*** DATA RECORDS Section Begins ***

PR #3323, opened 2024-06-10
MDEV-32892: IO Thread Reports False Error When Stopped During Connect…

bnestere:
MDEV-32892: IO Thread Reports False Error When Stopped During Connecting to Primary

The IO thread can report error code 2013 into the error log when it is stopped during the initial connection process to the primary, as well as when trying to read an event. However, because the IO thread is being stopped, its connection to the primary is force-killed by the signaling thread (see THD::awake_no_mutex()), and thereby these connection errors should be ignored.

### DIFF
--- a/mysql-test/suite/rpl/t/rpl_stop_slave_error.test
+++ b/mysql-test/suite/rpl/t/rpl_stop_slave_error.test
@@ -6,9 +6,24 @@ source include/master-slave.inc;
 
 connection master;
 sync_slave_with_master;
+
+--let $iter=100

*** DATA RECORDS Section Ends ***

_PROMPT_
Write out exactly the final stretch of the records: the line containing "--- a/mysql-test/suite/rpl/t/rpl_stop_slave_error.test" and every line after it, through the last, and nothing else.

_SOLVED EXERCISE_
--- a/mysql-test/suite/rpl/t/rpl_stop_slave_error.test
+++ b/mysql-test/suite/rpl/t/rpl_stop_slave_error.test
@@ -6,9 +6,24 @@ source include/master-slave.inc;
 
 connection master;
 sync_slave_with_master;
+
+--let $iter=100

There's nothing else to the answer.